Apocynin and acidic bile salts induce p73 protein. (A) CP-A cells were exposed to acidic bile salts (100µM, pH 4.0) for 30min, allowed to recover for 12h and then treated with 1 µM apocynin (Apo) for 3h. Lysates from untreated control and BA/A treated cells were prepared and analyzed for p53, p63 and p73 using Western blotting. p63 protein was not detected in CP-A cells. As a positive control for p63 protein detection, TE1 esophageal cells, which express p63 protein (22), were used. Lysates collected from CP-A cells treated with 5 µM camptothecin for 24h were used as a positive control for p53 activity. (B) Representative immunostainings for p53, p73 and p63 in esophageal squamous and BE epithelia. Upper panel: p73 protein is upregulated in the esophagi of GERD patients. Black arrows show nuclear p73 protein in the basal squamous epithelial layer and BE metaplastic cells. Middle panel: No significant changes in p53 protein levels were found in the esophagi of human patients with GERD. EA specimens with the mutant p53 gene were used as positive controls. Mutations in the p53 gene increase protein levels of p53. Bottom panel: p63 protein is strongly expressed in the basal layer of squamous esophageal epithelia (black arrows). No p63 staining was found in all cases of BE.
To further investigate these proteins in vivo, we assessed their expression in esophageal epithelium of control subjects and GERD patients using immunohistochemistry. All GERD patients analyzed (n = 11) had elevated protein levels of nuclear p73 compared with healthy individuals (n = 4). Eight out of 11 GERD patients showed strong to moderate p73 staining (3–2), while 3 out 11 patients showed a weaker p73 immunoreactivity between 1 and 2 (Figure 5B, top panels). Notably, strong increases in the p73 protein were observed in both squamous and metaplastic Barrett’s epithelia (Figure 5B). In contrast to p73, expression of the p53 protein was slightly elevated or undetectable in squamous and metaplastic Barrett’s epithelia (Figure 5B, middle panels). As a positive control for p53 staining, esophageal tumors with elevated levels of the p53 protein due to p53 gene mutations were used (Figure 5B; middle panel). The p63 protein was expressed in the basal layer of esophageal squamous epithelium in all patients (Figure 5B, bottom panels). No p63 staining was found in all cases of BE (Figure 5B), confirming previous studies on low expression of p63 protein in BE (34–36). Thus, our data show that induction of p73 occurs both in vitro and in vivo. However, it is noteworthy that additional factors such as inflammation may contribute to upregulation of p73 protein in Barrett’s patients.

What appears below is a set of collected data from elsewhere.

PR #16, opened 2022-06-14
feat: add patch endpoint to update exams

alangsto:
**JIRA:** https://2u-internal.atlassian.net/browse/MST-1518

**Description:** Added a patch endpoint to modify/update a list of exams.

The endpoint expects a list of exam data. Given this list of exam data for a course, this view will either create a new exam (if one doesn't exist), or modify an existing exam. Any course exams missing from the request will be marked as inactive.

**Merge checklist:**
- [ ] All reviewers approved
- [ ] CI build is green
- [ ] Changelog record added
- [ ] Commits are squashed

**Post merge:**


edx_exams/apps/api/serializers.py
```diff
@@ -1,4 +1,33 @@
...
+    """
+    Serializer for the Exam Model
+    """
+
+    exam_name = serializers.CharField(required=True)
+    course_id = serializers.CharField(required=True)
+    content_id = serializers.CharField(required=True)
+    time_limit_mins = serializers.IntegerField(required=True)
+    due_date = serializers.DateTimeField(required=False, format=None)
+    exam_type = serializers.CharField(required=True)
```
alangsto, line 19: Do we need extra validation on exam_type? Right now it could be any string. I feel like it should be limited to a set, but I'm not sure what that set should contain.

edx_exams/apps/api/test_utils/mixins.py
```diff
@@ -0,0 +1,51 @@
...
+
+        return {
+            "iss": self.JWT_ISSUER,
+            "sub": user.pk,
+            "aud": self.JWT_AUDIENCE,
+            "nonce": "dummy-nonce",
+            "exp": now + ttl,
+            "iat": now,
+            "preferred_username": user.username,
+            "administrator": user.is_staff,
```
alangsto, line 45: Right now my tests are only working if admin is True, which shouldn't be the case. Leaving this in for now so the tests can run, but I need to figure out what's going on with JWT.

edx_exams/apps/api/serializers.py
```diff
@@ -1,4 +1,33 @@
...
+from edx_exams.apps.core.models import Exam
+
+
+class ExamSerializer(serializers.ModelSerializer):
+    """
+    Serializer for the Exam Model
+    """
+
+    exam_name = serializers.CharField(required=True)
+    course_id = serializers.CharField(required=True)
```
alangsto, line 15: There's no validation that all of the course_id's within a request have to match. Should we validate that?

edx_exams/apps/api/v1/views.py
```diff
@@ -1 +1,164 @@
...
+                visited_exams.append(exam['content_id'])
+
+                if exam_object:
+                    if exam['exam_type'] != exam_object.exam_type:
+                        # if the exam type has changed, mark existing exam as inactive and then create
+                        # a new exam
+                        exam_object.is_active = False
+                        exam_object.save()
+
+                        current = Exam.objects.create(
```
alangsto, line 87: I could move some of this logic outside of the view to make this easier to read

edx_exams/apps/api/v1/views.py
```diff
@@ -1 +1,164 @@
...
+                    # check that configuration exists
+                    config = CourseExamConfiguration.objects.filter(course_id=exam['course_id'])
+
+                    if len(config) > 0:
+                        provider = config[0].provider
+
+                    else:
+                        # if configuration doesn't already request, return 400
+                        error_msg = "Cannot update exam. No exam configuration set up for course"
+                        return Response(error_msg, status=status.HTTP_400_BAD_REQUEST)
```
alangsto, line 133: Decided to return 400 if there is no config. If we want, we could create a default config, but not sure what those values would be, i.e. who is our default provider?

edx_exams/apps/api/test_utils/__init__.py
```diff
@@ -0,0 +1,55 @@
...
+    """
+    Base class for API Tests
+    """
+
+    def setUp(self):
+        """
+        Perform operations common to all tests.
+        """
+        super().setUp()
+        self.create_user(username=TEST_USERNAME, email=TEST_EMAIL, password=TEST_PASSWORD, is_staff=True)
```
alangsto, line 22: is_staff is being changed to false somewhere, which is why I'm getting a 403 response.

edx_exams/apps/api/serializers.py
schenedx: That's not something you can do in this service right? Leave that to the LMS service instead.

edx_exams/apps/api/serializers.py
schenedx: That can be done later. Maybe create a jira ticket and evaluate the need for that validation later?

edx_exams/apps/api/test_utils/__init__.py
schenedx: I think the problem is that, when you are converting the user information into JWT, you did not specify the user is staff or admin in the JWT token construction?

edx_exams/apps/api/test_utils/mixins.py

Inhibition of p73 protein diminishes the protective effect of apocynin
To elucidate the role of p73 in apocynin-treated cells, we downregulated p73 in CP-A cells using shRNA (shp73). Then, p73 deficient and control cells transfected with scrambled shRNA (scr shRNA) were treated with BA/A as described above and analyzed for DNA damage using comet assay. We found that inhibition of p73 significantly enhances DNA damage induced by acidic bile salts (Figure 6A). Then, we investigated the effect of apocynin in p73-deficient cells. We found that apocynin reduces DNA damage in scr shRNA control cells treated with BA/A. However, its protective effect was significantly diminished in p73-deficient cells showing that p73 mediates activity of apocynin (Figure 6B; DNA damage in both scr shRNA and shp73 treated with BA/A was arbitrarily set at 100%). To investigate the underlying mechanisms, we downregulated p73 using specific siRNA and analyzed the levels of DNA repair proteins. We found that inhibition of p73 reduced the levels of total and phosphorylated form of BRCA1 (Figure 6C). Notably, mRNA levels of BRCA1 were not altered by downregulation of p73 suggesting that p73 regulate BRCA1 by non-transcriptional mechanisms (data not shown). Thus, our results show that the protective effect of apocynin is dependent on cellular p73 levels and inhibition of p73 sensitizes cells to BA/A induced DNA damage by affecting BRCA1 protein.
Figure 6.
Downregulation of p73 inhibits the protective effect of apocynin. (A) CP-A cells stably transfected with either p73 shRNA or scrambled shRNA (scr shRNA) were treated with BA/A (100 µM, pH 4, 30min) for 18h and analyzed for DNA damage using comet assay. The level of DNA damage in control cells (scr shRNA) treated with BA/A was arbitrarily set at 100%. (*P < 0.05, n = 3). Representative comet images are shown. Bottom panel shows p73 levels in analyzed cells. (B) CP-A cells stably transfected with p73 shRNA or scrambled shRNA were exposed to BA/A (100 µM, pH 4.0) for 30min and allowed to recover for 12h. Then the treated cells were either treated with 1 µM apocynin for 3h or mock treated. DNA damage was measured by comet assay (*P < 0.05, n = 3). DNA damage in both scr shRNA and shp73 treated with BA/A was arbitrarily set at 100%. (C) CP-A cells were transfected with siRNA against p73 or scrambled control (scr siRNA) for 48h and analyzed for BRCA1 and p73 proteins using Western blotting.
Discussion
GERD and Barrett’s esophagus are the most prominent risk factors for the development of EA. To better understand the tumorigenic alterations induced by GERD, we investigated cellular damage induced by gastroesophageal reflux in metaplastic Barrett’s cells. Our studies showed that exposure of BE cells to acidic bile salts at physiologically relevant concentrations and pH leads to significant DNA damage. These data are consistent with the previous reports on damage induced by acidic reflux (18,37). Our studies also strongly emphasize the role ROS in DNA damage as acidic bile salts were found to be potent inducers of ROS. Analyzing the specific ROS species, our studies reveal a rapid increase in hydrogen peroxide and superoxide radicals that are known for their ability to cause DNA damage (38,39).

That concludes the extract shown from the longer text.